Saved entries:
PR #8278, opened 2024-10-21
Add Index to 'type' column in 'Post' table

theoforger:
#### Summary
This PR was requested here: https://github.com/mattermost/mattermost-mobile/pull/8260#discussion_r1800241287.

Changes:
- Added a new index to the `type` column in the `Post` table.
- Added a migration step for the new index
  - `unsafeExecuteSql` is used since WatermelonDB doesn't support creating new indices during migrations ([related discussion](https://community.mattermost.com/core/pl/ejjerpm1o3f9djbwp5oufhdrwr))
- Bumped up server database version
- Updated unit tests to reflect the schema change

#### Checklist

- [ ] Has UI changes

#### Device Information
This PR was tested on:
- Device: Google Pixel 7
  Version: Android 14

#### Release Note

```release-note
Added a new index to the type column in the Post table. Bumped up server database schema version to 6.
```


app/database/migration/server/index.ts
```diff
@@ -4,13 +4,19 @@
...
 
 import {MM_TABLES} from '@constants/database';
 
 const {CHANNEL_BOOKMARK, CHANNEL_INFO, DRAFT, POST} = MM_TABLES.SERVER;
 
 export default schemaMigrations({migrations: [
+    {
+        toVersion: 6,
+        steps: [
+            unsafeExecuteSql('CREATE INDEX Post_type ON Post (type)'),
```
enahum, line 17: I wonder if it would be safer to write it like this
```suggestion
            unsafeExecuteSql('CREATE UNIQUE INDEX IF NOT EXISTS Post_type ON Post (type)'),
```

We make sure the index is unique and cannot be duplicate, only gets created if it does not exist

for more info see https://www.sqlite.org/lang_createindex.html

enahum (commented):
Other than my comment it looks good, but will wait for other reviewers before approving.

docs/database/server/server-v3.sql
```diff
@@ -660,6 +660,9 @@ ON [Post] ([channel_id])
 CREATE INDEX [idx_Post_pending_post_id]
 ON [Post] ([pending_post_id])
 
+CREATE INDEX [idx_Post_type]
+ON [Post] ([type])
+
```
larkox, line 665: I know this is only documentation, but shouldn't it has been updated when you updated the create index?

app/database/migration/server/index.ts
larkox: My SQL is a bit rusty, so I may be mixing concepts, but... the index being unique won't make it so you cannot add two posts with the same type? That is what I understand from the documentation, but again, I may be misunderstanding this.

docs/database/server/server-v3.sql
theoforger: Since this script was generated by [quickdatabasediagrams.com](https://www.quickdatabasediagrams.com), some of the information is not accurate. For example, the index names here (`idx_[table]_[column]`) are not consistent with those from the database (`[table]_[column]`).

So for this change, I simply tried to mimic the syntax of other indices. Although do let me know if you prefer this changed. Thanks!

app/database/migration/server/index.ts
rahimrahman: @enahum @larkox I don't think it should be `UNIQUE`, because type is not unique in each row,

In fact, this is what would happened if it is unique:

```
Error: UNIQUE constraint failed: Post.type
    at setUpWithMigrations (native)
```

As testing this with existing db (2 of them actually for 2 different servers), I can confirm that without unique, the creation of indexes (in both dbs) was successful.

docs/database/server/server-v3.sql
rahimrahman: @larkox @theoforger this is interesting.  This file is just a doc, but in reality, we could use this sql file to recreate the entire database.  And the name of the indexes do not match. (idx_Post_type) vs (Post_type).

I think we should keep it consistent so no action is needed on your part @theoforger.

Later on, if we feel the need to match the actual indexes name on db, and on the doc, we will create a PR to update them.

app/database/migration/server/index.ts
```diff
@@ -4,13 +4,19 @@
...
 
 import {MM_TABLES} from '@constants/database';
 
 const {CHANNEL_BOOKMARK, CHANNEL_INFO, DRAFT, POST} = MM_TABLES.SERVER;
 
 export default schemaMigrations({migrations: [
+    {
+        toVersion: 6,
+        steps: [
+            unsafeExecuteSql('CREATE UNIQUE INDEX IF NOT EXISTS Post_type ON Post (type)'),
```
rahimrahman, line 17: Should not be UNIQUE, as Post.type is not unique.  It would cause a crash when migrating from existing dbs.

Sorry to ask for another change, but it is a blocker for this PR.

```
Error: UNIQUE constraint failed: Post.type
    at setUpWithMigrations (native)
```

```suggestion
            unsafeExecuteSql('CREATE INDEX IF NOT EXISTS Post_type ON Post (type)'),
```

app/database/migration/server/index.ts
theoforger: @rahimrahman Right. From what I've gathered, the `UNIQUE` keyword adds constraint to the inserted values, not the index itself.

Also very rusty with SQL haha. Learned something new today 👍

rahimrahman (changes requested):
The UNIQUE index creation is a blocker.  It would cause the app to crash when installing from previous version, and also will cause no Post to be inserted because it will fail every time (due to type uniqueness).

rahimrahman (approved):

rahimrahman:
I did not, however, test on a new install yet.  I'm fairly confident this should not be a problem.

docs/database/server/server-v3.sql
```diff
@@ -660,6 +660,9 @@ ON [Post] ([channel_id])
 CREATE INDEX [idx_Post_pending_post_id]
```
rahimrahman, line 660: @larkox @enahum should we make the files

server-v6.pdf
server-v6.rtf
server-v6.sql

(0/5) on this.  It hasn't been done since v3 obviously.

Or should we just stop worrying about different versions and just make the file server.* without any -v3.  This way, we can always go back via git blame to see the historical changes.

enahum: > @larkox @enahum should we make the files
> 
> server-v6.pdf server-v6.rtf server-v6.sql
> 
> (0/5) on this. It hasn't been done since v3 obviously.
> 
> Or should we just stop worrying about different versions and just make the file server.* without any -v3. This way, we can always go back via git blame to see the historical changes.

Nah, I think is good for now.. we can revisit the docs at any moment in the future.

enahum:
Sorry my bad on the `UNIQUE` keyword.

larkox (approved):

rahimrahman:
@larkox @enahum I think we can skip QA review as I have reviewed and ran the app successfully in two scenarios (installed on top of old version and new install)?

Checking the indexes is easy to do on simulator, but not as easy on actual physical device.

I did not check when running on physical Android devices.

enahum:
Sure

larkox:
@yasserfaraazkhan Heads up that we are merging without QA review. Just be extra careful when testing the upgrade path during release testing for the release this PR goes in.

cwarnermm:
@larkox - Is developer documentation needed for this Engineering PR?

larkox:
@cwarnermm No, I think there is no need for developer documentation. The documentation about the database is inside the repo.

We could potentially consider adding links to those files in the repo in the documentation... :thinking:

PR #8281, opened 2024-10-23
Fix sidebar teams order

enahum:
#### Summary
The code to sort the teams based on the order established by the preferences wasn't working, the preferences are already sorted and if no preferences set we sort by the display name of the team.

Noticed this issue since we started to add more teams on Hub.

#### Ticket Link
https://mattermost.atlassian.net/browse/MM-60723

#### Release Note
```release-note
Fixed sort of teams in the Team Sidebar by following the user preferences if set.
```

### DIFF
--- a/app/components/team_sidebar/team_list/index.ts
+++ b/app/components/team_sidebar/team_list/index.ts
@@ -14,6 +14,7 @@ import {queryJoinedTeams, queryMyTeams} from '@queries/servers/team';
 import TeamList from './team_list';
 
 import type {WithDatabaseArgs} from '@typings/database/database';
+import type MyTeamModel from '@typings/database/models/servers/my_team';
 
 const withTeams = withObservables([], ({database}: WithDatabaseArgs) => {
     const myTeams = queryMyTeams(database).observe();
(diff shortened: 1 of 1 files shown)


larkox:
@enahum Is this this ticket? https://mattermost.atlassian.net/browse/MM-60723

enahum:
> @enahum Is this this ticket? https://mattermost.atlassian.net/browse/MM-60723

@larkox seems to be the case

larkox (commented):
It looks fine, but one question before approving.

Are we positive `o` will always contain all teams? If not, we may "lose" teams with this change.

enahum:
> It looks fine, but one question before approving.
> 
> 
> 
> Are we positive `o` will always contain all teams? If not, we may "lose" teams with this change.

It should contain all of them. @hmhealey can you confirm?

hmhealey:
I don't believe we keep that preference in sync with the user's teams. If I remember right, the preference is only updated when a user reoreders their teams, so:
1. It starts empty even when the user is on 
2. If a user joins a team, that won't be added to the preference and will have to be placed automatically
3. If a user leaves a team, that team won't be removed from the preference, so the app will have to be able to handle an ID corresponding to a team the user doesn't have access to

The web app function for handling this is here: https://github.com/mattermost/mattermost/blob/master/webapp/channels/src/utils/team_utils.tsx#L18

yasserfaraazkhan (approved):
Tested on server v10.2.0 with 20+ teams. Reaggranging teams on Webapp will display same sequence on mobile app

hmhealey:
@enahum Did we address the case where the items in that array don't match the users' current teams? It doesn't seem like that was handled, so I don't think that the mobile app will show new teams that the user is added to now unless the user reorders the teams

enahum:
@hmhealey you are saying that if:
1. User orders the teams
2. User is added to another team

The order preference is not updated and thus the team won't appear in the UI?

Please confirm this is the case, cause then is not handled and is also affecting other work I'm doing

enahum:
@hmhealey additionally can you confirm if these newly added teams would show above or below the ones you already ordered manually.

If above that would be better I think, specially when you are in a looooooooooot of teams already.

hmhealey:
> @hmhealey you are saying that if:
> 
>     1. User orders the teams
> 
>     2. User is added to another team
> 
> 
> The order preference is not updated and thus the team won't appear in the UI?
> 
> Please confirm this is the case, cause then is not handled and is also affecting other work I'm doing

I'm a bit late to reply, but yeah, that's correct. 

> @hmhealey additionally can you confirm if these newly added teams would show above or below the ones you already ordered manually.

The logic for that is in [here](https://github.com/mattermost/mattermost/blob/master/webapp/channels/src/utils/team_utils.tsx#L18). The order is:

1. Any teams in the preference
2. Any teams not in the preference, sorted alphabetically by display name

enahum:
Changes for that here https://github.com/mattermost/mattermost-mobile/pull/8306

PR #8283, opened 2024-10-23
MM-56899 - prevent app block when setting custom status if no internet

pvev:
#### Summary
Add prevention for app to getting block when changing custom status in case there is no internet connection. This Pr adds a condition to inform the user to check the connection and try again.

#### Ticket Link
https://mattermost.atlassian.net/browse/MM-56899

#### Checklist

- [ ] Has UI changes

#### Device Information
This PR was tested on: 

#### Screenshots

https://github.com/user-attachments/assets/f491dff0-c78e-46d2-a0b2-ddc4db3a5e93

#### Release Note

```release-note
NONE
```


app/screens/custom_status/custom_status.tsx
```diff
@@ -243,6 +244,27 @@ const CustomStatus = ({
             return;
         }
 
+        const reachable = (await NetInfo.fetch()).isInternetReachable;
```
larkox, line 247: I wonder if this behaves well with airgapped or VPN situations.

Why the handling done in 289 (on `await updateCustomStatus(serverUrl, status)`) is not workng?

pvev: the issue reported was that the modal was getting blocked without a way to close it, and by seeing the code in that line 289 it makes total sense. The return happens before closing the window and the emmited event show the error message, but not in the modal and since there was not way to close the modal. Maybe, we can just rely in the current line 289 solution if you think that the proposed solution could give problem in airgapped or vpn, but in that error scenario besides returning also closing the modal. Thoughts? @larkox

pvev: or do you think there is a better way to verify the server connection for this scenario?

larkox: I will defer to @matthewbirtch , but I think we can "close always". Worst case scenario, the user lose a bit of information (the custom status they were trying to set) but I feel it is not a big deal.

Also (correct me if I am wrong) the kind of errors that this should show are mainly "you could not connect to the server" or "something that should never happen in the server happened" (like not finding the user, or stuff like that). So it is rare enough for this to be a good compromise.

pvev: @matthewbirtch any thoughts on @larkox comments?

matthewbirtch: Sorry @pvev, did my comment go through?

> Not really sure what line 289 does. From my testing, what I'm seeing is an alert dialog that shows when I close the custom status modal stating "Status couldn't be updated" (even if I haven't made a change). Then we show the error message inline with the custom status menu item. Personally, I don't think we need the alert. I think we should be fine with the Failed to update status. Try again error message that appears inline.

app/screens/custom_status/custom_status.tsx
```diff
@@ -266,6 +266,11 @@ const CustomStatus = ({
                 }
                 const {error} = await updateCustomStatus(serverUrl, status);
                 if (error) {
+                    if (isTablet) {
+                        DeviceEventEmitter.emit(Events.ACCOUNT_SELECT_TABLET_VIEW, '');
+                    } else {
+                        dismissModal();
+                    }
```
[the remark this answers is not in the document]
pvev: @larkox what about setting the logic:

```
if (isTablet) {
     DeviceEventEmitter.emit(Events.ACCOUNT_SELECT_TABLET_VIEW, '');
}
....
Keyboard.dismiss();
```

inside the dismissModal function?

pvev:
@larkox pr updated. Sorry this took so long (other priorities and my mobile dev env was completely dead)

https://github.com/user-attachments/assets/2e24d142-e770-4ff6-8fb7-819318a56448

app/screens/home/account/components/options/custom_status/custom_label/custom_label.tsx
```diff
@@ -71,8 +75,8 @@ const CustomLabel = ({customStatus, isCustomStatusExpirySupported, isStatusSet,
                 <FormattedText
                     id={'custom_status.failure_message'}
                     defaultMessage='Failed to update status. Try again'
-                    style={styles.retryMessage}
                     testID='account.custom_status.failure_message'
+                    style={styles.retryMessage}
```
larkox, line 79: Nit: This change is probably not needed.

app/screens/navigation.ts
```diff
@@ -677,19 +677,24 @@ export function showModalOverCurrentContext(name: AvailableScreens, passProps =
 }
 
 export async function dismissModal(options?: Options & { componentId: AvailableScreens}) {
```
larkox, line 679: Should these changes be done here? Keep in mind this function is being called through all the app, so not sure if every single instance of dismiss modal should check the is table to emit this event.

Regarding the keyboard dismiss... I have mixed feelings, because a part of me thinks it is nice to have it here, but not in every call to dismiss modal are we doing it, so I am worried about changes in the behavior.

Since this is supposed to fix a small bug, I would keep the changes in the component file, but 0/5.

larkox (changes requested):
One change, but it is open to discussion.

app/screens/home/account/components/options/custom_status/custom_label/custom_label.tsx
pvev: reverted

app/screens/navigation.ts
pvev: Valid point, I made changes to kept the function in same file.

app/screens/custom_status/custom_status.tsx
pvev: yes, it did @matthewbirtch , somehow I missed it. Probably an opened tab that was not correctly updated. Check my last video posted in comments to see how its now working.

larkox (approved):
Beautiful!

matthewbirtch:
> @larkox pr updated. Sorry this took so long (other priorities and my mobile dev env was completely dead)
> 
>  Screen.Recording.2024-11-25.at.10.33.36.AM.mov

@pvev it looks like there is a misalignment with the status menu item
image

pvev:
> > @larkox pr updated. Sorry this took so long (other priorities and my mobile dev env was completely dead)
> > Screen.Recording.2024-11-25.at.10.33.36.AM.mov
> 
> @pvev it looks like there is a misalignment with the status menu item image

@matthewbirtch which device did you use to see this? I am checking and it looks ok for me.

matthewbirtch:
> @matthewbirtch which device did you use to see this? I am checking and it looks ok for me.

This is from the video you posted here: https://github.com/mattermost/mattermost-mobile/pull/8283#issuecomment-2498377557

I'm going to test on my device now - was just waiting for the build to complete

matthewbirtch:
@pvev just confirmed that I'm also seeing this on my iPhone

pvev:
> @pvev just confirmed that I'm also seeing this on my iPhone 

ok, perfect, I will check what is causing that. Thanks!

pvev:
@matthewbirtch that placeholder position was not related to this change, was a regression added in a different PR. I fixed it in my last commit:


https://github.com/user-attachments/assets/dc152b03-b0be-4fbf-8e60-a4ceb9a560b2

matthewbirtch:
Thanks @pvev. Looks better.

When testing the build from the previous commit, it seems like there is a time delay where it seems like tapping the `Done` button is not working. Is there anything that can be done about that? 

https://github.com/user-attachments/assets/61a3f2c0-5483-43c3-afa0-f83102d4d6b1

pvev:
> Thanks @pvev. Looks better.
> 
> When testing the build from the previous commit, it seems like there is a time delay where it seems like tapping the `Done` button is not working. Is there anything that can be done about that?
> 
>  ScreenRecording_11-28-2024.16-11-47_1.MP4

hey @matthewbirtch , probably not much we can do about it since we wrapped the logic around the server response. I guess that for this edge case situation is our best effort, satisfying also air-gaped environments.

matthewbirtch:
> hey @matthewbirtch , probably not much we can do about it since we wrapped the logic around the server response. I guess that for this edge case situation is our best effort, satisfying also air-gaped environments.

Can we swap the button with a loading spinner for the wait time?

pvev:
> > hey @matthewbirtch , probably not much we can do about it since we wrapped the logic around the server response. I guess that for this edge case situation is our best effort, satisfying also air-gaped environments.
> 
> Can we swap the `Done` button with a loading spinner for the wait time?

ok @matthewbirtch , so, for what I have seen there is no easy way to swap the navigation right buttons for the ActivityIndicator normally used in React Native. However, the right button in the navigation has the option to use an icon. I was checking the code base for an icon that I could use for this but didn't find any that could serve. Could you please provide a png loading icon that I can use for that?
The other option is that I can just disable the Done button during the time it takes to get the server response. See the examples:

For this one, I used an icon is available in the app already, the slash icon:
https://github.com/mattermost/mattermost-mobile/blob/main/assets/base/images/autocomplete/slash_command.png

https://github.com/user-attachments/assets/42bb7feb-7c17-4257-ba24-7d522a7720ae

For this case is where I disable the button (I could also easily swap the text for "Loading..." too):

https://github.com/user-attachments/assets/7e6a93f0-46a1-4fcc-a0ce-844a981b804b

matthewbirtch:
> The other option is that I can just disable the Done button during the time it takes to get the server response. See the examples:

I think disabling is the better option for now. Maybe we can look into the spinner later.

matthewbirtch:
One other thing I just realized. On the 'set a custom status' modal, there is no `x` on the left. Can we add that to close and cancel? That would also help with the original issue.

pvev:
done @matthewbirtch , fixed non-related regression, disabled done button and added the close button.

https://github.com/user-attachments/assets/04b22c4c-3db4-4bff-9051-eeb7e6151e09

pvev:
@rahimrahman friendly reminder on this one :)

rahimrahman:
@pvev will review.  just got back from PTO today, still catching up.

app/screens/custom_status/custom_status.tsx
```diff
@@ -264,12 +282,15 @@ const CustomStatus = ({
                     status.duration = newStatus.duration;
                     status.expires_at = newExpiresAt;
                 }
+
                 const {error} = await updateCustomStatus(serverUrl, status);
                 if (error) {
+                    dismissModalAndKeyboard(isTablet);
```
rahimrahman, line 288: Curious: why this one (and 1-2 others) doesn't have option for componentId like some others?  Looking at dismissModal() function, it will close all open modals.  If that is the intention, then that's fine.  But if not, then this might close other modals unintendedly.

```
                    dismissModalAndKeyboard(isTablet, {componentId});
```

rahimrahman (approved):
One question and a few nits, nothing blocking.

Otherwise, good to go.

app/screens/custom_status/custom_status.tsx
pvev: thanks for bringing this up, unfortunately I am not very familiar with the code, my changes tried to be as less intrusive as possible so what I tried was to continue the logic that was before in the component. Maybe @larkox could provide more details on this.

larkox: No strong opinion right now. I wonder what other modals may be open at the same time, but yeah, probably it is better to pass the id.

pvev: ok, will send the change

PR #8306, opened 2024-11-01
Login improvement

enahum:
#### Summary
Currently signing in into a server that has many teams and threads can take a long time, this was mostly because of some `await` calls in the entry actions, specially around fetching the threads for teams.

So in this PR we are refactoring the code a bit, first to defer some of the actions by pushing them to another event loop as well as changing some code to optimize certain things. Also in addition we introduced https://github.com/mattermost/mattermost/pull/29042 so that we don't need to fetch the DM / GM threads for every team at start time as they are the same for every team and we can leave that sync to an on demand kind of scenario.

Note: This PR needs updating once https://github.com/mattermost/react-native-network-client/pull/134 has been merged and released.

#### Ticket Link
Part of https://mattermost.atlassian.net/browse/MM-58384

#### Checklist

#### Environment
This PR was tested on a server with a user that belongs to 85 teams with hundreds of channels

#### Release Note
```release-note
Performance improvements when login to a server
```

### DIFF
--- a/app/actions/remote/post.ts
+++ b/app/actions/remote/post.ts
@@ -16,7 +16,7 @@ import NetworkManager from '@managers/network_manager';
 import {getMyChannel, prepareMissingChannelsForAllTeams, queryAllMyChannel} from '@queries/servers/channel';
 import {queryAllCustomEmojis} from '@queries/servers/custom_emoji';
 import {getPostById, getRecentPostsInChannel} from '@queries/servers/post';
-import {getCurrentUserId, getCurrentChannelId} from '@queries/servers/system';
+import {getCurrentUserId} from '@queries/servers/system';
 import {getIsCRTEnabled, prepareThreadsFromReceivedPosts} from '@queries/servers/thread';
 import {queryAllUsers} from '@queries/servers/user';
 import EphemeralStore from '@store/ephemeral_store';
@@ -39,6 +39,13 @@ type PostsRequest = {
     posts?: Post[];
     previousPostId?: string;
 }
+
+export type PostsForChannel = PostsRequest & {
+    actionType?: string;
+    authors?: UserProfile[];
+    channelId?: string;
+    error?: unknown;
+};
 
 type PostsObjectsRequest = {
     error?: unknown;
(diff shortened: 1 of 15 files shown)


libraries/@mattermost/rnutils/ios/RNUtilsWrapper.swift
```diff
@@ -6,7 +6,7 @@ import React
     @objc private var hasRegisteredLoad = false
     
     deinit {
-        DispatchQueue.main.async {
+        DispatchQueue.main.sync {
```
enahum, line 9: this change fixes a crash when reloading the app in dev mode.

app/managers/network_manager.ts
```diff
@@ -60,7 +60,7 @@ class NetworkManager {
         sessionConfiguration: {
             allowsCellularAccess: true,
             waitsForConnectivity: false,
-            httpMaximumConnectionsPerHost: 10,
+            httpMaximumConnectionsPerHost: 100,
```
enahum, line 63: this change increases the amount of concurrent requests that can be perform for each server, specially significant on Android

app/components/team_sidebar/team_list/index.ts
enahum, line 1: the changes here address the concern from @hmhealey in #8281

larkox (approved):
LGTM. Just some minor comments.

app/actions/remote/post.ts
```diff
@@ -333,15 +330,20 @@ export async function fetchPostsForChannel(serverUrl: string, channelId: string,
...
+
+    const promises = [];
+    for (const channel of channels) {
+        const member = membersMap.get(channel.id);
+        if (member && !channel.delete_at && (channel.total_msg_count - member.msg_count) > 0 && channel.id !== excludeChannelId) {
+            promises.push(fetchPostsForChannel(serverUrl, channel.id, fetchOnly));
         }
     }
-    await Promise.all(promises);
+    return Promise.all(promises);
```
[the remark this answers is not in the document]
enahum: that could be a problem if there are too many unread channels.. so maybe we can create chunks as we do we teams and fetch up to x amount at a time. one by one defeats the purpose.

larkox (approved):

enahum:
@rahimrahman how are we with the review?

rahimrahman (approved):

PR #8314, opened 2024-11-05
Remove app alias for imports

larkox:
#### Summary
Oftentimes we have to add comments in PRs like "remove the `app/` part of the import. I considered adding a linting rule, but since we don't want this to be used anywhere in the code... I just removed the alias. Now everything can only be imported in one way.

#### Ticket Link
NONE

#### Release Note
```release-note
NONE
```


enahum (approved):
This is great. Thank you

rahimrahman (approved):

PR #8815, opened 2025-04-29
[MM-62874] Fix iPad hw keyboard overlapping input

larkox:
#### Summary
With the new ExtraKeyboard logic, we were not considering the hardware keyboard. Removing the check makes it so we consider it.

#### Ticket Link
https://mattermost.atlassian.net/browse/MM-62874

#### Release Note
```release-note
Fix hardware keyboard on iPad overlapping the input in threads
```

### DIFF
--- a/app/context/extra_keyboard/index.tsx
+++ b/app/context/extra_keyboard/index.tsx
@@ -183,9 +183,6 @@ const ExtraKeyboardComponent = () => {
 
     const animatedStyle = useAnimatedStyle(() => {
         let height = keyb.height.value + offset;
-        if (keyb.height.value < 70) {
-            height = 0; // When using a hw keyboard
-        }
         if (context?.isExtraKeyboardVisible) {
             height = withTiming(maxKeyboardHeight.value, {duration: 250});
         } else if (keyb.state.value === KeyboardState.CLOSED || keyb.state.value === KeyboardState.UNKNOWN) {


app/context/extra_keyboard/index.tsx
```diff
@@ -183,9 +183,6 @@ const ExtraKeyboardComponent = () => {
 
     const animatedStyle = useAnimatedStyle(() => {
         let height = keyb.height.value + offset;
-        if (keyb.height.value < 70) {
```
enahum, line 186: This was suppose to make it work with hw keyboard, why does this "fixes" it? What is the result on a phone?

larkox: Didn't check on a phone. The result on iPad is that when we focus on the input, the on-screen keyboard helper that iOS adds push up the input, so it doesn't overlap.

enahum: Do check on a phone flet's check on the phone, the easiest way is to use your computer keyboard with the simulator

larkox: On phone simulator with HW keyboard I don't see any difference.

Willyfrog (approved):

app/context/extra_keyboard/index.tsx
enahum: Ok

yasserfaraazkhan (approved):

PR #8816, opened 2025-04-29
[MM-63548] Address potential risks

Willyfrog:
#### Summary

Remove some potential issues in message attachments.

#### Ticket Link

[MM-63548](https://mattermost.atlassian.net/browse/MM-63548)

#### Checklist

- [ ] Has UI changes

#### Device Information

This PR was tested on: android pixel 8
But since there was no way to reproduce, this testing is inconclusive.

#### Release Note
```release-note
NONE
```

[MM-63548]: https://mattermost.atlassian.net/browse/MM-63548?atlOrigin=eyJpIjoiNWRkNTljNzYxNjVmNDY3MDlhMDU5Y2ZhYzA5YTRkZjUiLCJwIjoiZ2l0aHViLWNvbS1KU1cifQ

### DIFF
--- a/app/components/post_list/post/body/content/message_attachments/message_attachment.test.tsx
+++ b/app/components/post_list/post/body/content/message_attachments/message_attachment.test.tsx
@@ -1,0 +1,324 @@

* Work item:
Copy down every line of the entries containing the word "overlapping".

* Output of the task:
[MM-62874] Fix iPad hw keyboard overlapping input
Fix hardware keyboard on iPad overlapping the input in threads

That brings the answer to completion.